Natural Vs. Supernatural Elements in W. B. Yeats's The Only Jealousy of Emer
محتوى المقالة الرئيسي
The Only Jealousy of Emer (1917-1918) is a dance play composed by W. B. Yeats of a very beautiful verse which is unmatched ever since. The play comes within Yeats's collection of the so-called Cuchulain Plays. It tells about the tragic fate of the mythical hero, Cuchulain, in his struggle against natural and supernatural elements alike.
Soon, both his wife, Emer, and his mistress, Eithne Inguba are engaged in similar combat against supernatural elements to regain Cuchulain alive after being captivated by the so-called Sidhe or fairy people. However, apart from mythical elements, the playwright enhances his portrayal of female characters comprising wife, mistress, and supernatural woman with a touch of realism. Thus, by bringing the hero safely into the world of the living, through Emer's sacrifice, Yeats shows the triumph of human passion and marital duties over the supernatural quest to mate with mortals represented by Fand.

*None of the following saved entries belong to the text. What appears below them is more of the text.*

PR #38, opened 2022-09-26
feat: allow cfgloader to set defaults with code

yolocs:


sethvargo (approved):

cfgloader/cfgloader.go
```diff
@@ -105,6 +112,10 @@ func Load(ctx context.Context, cfg any, opt ...Option) error {
 		return fmt.Errorf("failed to load config: %w", err)
 	}
 
+	if d, ok := cfg.(Defaultable); ok {
+		d.SetDefault()
```
drevell, line 116: I'm probably missing the point, but I would have thought that the default would be set first, then overwritten. As I see it here, the defaults come last. This works for things can can be nil-checked like maps and pointers, but for an integer variable, the SetDefault function can't tell whether it's 0 because it was unset or because the environment specifically requested a value of 0.

cfgloader/cfgloader.go
```diff
@@ -105,6 +112,10 @@ func Load(ctx context.Context, cfg any, opt ...Option) error {
 		return fmt.Errorf("failed to load config: %w", err)
 	}
 
+	if d, ok := cfg.(Defaultable); ok {
```
pjh, line 115: I think all of your new test cases test the positive path here (cfg implements Defaultable), right? If you want to be thorough you could test the negative path also.

pjh (approved):

cfgloader/cfgloader.go
```diff
@@ -71,12 +78,12 @@ func WithLookuper(lookuper envconfig.Lookuper) Option {
 //
 // The values loaded later will overwrite previously loaded values.
 //
-// The given config type must have the yaml tags to load from yaml bytes.
-// It must have the [env tag] to load from env vars. E.g.
+// The given config type must have the yaml tags to load from yaml bytes. It
```
drevell, line 81: Do the docs at line 75 need to be updated to explain the new default behavior?

drevell (changes requested):

cfgloader/cfgloader.go
yolocs: Good point. Let me add.

cfgloader/cfgloader.go
yolocs: You're totally right.

cfgloader/cfgloader.go
yolocs: Separated validatable, defaultable tests

cfgloader/cfgloader.go
```diff
@@ -96,6 +105,10 @@ func Load(ctx context.Context, cfg any, opt ...Option) error {
 		}
 	}
 
+	if d, ok := cfg.(Defaultable); ok {
+		d.SetDefault()
```
drevell, line 109: It's a little surprising to me that the defaults override the YAML. Have I understood correctly?

drevell (changes requested):

cfgloader/cfgloader.go
yolocs: That really depends on the `SetDefault()` logic. One should check zero values (ack the limitation on primitive types but it's not a major concern) before setting a default.

drevell: SGTM, I'll go ahead and approve.

I'll continue making my feedback, which you can decide whether it makes sense to incorporate. If the SetDefault() call was first (before yaml), then the implementation of SetDefault would be impossible to do wrong. SetDefault could just blindly set the default values in each field, without any risk of the user forgetting or misunderstanding the need for nil checks.

drevell (approved):

cfgloader/cfgloader.go
yolocs: Appreciate the feedback!

I think your suggestion would work well except when the `SetDefault` is not self-contained, e.g. it needs to look at other config attributes and decide a default. E.g. In lumberjack we have a config to indicate where to fetch the ID token from the grpc metadata. We only want to set the default if the parent block is not nil.

yolocs: I ack that the current approach is not perfect. When we get the value from env var but we have `SetDefault` before loading the overwrites from env var. Maybe that's why I added `SetDefault` at last...

drevell: Ah, I see now, thanks for explaining.

yolocs:
Had an offline discussion with @drevell. With `SetDefault`, there is a dilemma - We want it to set defaults only after the values are loaded from various places (original struct, yaml, env vars). It's more like pre-validation processing but in essence it's still about setting defaults. To avoid confusion, if one wants to have such pre-validation processing, they can do it in the `Validation()` func instead. The additional interface here was not thought through. Thus, dropping this change.

sethvargo:
> To avoid confusion, if one wants to have such pre-validation processing, they can do it in the Validation() func instead.

That's fine and makes sense, but we should update the godoc and interface description to call this out explicitly. Something like "In addition to validating inputs, [Validate] may optionally set defaults.". @yolocs @drevell

PR #47, opened 2022-11-09
Set up a reusable action to setup necessary tools. For ex: skaffold

agarwalnit:
As we are setting up e2e test environment for Verily using minikube and skaffold. Currently, a test environment setup requires setting up multiple tools, for ex: minikube, skaffold. 

Creating a reusable action which can be used by other Verily teams to directly use and simplify their github workflows. 

TESTED=Tested by pushing to a branch and referencing in an existing github workflow for verily : https://github.com/verily-src/ss-api-e2e-tests/actions/runs/3425619554/jobs/5706583793

### DIFF
--- a/.github/actions/setup-e2e-tools/action.yml
+++ b/.github/actions/setup-e2e-tools/action.yml
@@ -1,0 +1,13 @@
+name: 'setup-e2e-tools'
+description: 'Set up required tooling for creating an e2e test environment'
+
+runs:
+  using: "composite"
+  steps:
+    - name: 'Install Skaffold'
+      shell: bash
+      run: |
+        curl -Lo skaffold https://storage.googleapis.com/skaffold/releases/latest/skaffold-linux-amd64 && sudo install skaffold /usr/local/bin/ && skaffold version
+    - name: 'Install and start minikube'
+      id: minikube
+      uses: medyagh/setup-minikube@b127ace2ffdece4eb28e7dedb9da39f495ab7af0


.github/actions/setup-e2e-tools/action.yml
```diff
@@ -0,0 +1,13 @@
+name: 'setup-e2e-tools'
+description: 'Set up required tooling for creating an e2e test environment'
+
+runs:
+  using: "composite"
+  steps:
+    - name: 'Install Skaffold'
```
bradegler, line 7: There is a [GitHub action](https://github.com/marketplace/actions/skaffold-github-action) on the marketplace for installing and configuring Skaffold which might make this more flexible in the future. It might be overkill for this use case but I would suggest you take a look at it.

.github/actions/setup-e2e-tools/action.yml
```diff
@@ -0,0 +1,13 @@
+name: 'setup-e2e-tools'
+description: 'Set up required tooling for creating an e2e test environment'
+
```
bradegler, line 3: It might not be necessary now, but exposing some of the important action configuration options as inputs with sane defaults would go a long way to making this more useable. If nothing else, being able to pin to a specific version of `skaffold` or `minikube` would be good.

bradegler (commented):
I'm a little worried about the value of this action. Combining two actions into one action is fine if there is something specific to that combination that we are providing but just putting them together in this case with the default configurations doesn't feel like it does much. Perhaps there is a bigger picture here that I'm missing?

verbanicm:
+1 to Brads comments, can we make this action encompass more of the testing logic instead of just the setup? I am not sure if this makes it not as re-usable then.

.github/actions/setup-e2e-tools/action.yml
sethvargo: I was going to make the same comment. I'm not sure why we're downloading this ourselves, and I'm _very_ worried about always downloading "latest".

sethvargo (commented):
Brad and Mike were online before me, but I also want to +1 their feedback. It feels like it'd be easier to provide copy-paste YAML instead of this composite action (which will still need copy-paste YAML that's not much shorter). Since both installing skaffolding and minikube are pre-packaged in other actions, I'm not sure I understand the overall value.

.github/actions/setup-e2e-tools/action.yml
agarwalnit: Thanks Brad and Seth for your recommendations here. Frankly, I was also slightly skeptical in start but after I did pilot for WISE i realize it is going to be a common pattern where client may need simple wrapper to set up all their required tooling. 

It is two steps now but which may not add much of the value and probably a documentation with some copy / paste it can be solved. But then we anticipate it to grow to 10+ and maintaining cost of version / steps will go up if different client has to do it themselves.

The github marketplace recommendation seems great and we can definitely switch to it.   The underlying minikube action is a good example of defining such reusability which install and start the minikube with some defaults.

agarwalnit:
> +1 to Brads comments, can we make this action encompass more of the testing logic instead of just the setup? I am not sure if this makes it not as re-usable then.

Thanks, yes in the current form it seem like 2 steps and face value provide very little value.   The other testing logic is very much language / repository setup specific , hence I  did not include here.

sethvargo:
I'd like to learn more about the use cases. I suspect individual teams will want to control their versions (instead of being centrally managed)

agarwalnit:
> I'd like to learn more about the use cases. I suspect individual teams will want to control their versions (instead of being centrally managed)

The use case here is use something reusable which help them setup necessary tooling.  The teams I talk to have very little to no opinion and lean towards using something that we give it to them.  On point of teams wanting to control their version, I agree some may but majority probably will not. The teams I talk to prefer an interface over minikube/ skaffold instead of directly being exposed to. 

I can hold  off for now, If you still think we are getting ahead of ourself in providing this reusable action and probably we evaluate set up for few more teams and then provide a reusable action.

sethvargo:
Sure, but I don't think they are that reusable. At the end of the day, we're talking about the customer copy-pasting:

```yaml
- steps: 
  - uses: 'setup-skaffold'
  - uses: 'setup-minikube'
```

vs

```yaml
- steps: 
  - uses: 'setup-minikube-and-skaffold'
```

agarwalnit:
> Sure, but I don't think they are that reusable. At the end of the day, we're talking about the customer copy-pasting:
> 
> ```yaml
> - steps: 
>   - uses: 'setup-skaffold'
>   - uses: 'setup-minikube'
> ```
> 
> vs
> 
> ```yaml
> - steps: 
>   - uses: 'setup-minikube-and-skaffold'
> ```

Makes sense, I will for now discard this PR. We can revisit it once the number of steps increases for our clients or even these two steps start adding friction points.

PR #49, opened 2022-12-23
fix: don't close DB connection after it's established

drevell:
The docs for DB.Close() specfically say not to do this. These connections should be long-lived. This bug may be causing problems with connection pooling, causing clients to get "bad connection" errors.

### DIFF
--- a/mysqltest/docker.go
+++ b/mysqltest/docker.go
@@ -159,7 +159,6 @@ func tryLogin(conf *config, port string) error {
 	if err != nil {
 		return fmt.Errorf("sql.Open(): %w", err)
 	}
-	defer db.Close()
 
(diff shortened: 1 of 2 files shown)


kevya-google:
Can you also fix this in docker_test.go for consistency? https://github.com/abcxyz/pkg/blob/mysqltest_noclose/mysqltest/docker_test.go#L49

kevya-google (approved):
Looks good!

drevell:
> Can you also fix this in docker_test.go for consistency? https://github.com/abcxyz/pkg/blob/mysqltest_noclose/mysqltest/docker_test.go#L49

Thanks for catching that!

PR #50, opened 2023-01-04
Move linter config into a file, add new linters

sethvargo:
This moves the linting configuration into a file and adds a few new linters that were released since the initial design. One of the nicest ones is goheader, which checks that the Apache license header is added to new Go files. Turns out, we had a slight typo that has been copy-pasted around, so I fixed that too.

### DIFF
--- a/.github/workflows/go-lint.yml
+++ b/.github/workflows/go-lint.yml
@@ -7,6 +7,10 @@ on:
         description: 'The version of Go to install and use.'
         type: 'string'
         required: true
+      golangci_url:
+        description: 'The URL to a golangci file. This is only used if no file is found in the local directory.'
+        type: 'string'
+        default: 'https://raw.githubusercontent.com/abcxyz/pkg/main/.golangci.yml'
       directory:
         description: 'Directory in which Go files reside.'
         type: 'string'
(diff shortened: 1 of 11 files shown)


.github/workflows/go-lint.yml
```diff
@@ -61,56 +61,15 @@ jobs:
...
-              "stylecheck",
-              "tenv",
-              "thelper",
-              "tparallel",
-              "typecheck",
-              "unconvert",
-              "unused",
-              "whitespace",
-            ]'), ',') }} --max-issues-per-linter=0 --max-same-issues=0 --timeout=5m
+            --config "${GITHUB_ACTION_PATH}/.golangci.yml"
```
sethvargo, line 68: It doesn't look like `${{ github.acton_path }}` or `${GITHUB_ACTION_PATH}` is set...

testutil/grpc.go
```diff
@@ -32,6 +32,7 @@ type RegisterFunc func(*grpc.Server)
 // establish.
 func FakeGRPCServer(tb testing.TB, registerFunc RegisterFunc) (string, *grpc.ClientConn) {
 	tb.Helper()
+	_ = 1
```
yolocs, line 35: Wonder what's the purpose of this line...

yolocs (approved):

testutil/grpc.go
sethvargo: I was testing something. I'm trying to figure out why sometimes the linter ignores files. I think it's only looking at files modified in the PR.

.golangci.yml
```diff
@@ -0,0 +1,128 @@
...
+        YEAR_AUTHOR: '\d{4} .*'
+    # default: ""
+    template: |-
+      Copyright {{ YEAR_AUTHOR }}
+
+      Licensed under the Apache License, Version 2.0 (the "License");
+      you may not use this file except in compliance with the License.
+      You may obtain a copy of the License at
+
+          http://www.apache.org/licenses/LICENSE-2.0
```
verbanicm, line 118: When using the [addlicense](https://github.com/google/addlicense) tool i suggested, there are 5 spaces before the apaches license url. I think we should find a tool that uses 4 or just make this 5 spaces and standardize on it.

sethvargo: Still a WIP, but I made it regex to match 2+ spaces/tabs

.github/workflows/go-lint.yml
```diff
@@ -60,57 +64,36 @@ jobs:
...
 
+      - name: 'Lint (download default configuration)'
+        id: 'load-default-config'
+        if: ${{ hashFiles('.golangci.yml', '.golangci.yaml') == '' }}
+        run: |-
+          # Create a unique output file outside of the checkout.
+          OUTPUT_FILE="${RUNNER_TEMP}/${GITHUB_SHA:0:7}.golangci.yml"
+
+          # Download the file, passing in authentication to get a higher rate
+          # limit.
```
yolocs, line 75: Interesting. Can we add a reference link here?

.github/workflows/go-lint.yml
```diff
@@ -60,57 +64,36 @@ jobs:
...
+          curl "${{ inputs.golangci_url }}" \
+            --silent \
+            --fail \
+            --location \
+            --header "Authorization: Token ${{ github.token }}" \
+            --output "${GOLANGCI_YML}"
+
+          # Save the result to an output.
+          echo "::notice::Wrote configuration file to ${GOLANGCI_YML}"
+          echo "{output-file}=${OUTPUT_FILE}" >> "${GITHUB_OUTPUT}"
```
yolocs, line 85: ?
```suggestion
          echo "{output-file}=${GOLANGCI_YML}" >> "${GITHUB_OUTPUT}"
```

sethvargo:
@yolocs see https://github.com/abcxyz/lumberjack/pull/362 for what kind of changes we'd be looking at.

Do we want to enable gci to enforce import ordering? https://github.com/daixiang0/gci. It'll make things a bit more complicated, but consistent.

yolocs:
The change in https://github.com/abcxyz/lumberjack/pull/362 looks good to me. 
The consistency from https://github.com/daixiang0/gci looks neat. It would be great if we can somehow directly use it in editor as a post-save hook.

sethvargo:
> It would be great if we can somehow directly use it in editor as a post-save hook.

It has no "package awareness", so we'd have to pipe the package name in manually. That's my main hesitation.

yolocs:
> It has no "package awareness", so we'd have to pipe the package name in manually. That's my main hesitation.

Yea, that might be too much a hassle. After all, manually grouping the imports might just work if we follow the same convention.

verbanicm:
LGTM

Furthermore, the three women alluded to recurred the most influential women characters in Yeats's life; Georgie Hyde Lees, Maud Gonne, and her seventeen-years-old daughter, Iseult. The significance of this reference will be discussed throughout the paper. Therefore, the aim of this paper is to show how natural and supernatural elements function to bring about the tragic fate of the hero, Cuchulain, and how both his wife and mistress are seen combating against supernatural elements.
It turns out that the "amorous" (Yeats, 283) Cuchulain who took much delight in having multiple love affairs with women had also relationships with fairies. It was his amorous connection with the supernatural Aoife which brought about his tragic fate in The Only Jealousy of Emer. Cuchulain had a son by Aoife, whom he had unknowingly killed in On Baile's Strand. On knowing that it was his own son, the outraged Cuchulain turned to fight the sea. It was such a ruthless battle that other kings while attending the scene were "like cattle in a gale" (284).